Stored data
════════════════

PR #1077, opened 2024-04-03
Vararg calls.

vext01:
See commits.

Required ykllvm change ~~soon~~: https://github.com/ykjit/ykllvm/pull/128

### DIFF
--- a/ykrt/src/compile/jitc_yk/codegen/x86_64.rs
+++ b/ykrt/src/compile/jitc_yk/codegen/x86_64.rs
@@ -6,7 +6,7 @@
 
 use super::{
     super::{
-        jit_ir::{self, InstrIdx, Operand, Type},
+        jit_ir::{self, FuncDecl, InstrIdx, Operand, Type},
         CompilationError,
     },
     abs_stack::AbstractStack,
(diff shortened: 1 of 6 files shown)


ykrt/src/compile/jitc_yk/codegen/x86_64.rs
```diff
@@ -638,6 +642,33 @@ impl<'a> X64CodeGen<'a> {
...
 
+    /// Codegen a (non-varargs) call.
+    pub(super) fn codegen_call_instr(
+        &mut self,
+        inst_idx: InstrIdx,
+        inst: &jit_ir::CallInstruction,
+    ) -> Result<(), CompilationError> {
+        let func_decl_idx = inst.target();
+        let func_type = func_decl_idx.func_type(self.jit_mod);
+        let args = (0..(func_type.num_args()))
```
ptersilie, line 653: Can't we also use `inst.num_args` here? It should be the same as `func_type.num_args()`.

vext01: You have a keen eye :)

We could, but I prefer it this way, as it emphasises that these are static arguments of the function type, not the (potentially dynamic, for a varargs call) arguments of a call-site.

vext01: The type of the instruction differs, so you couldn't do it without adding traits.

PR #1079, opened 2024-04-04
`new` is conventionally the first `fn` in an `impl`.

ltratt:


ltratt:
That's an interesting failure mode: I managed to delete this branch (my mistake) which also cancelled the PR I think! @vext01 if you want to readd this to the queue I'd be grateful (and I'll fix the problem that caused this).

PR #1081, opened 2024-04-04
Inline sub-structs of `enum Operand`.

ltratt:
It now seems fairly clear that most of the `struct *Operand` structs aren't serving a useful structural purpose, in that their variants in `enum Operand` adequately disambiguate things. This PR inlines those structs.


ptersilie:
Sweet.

════════════════

Task to carry out
Scan the records for lines with the string "compile". Give the number of such lines and nothing else.

Answer space
3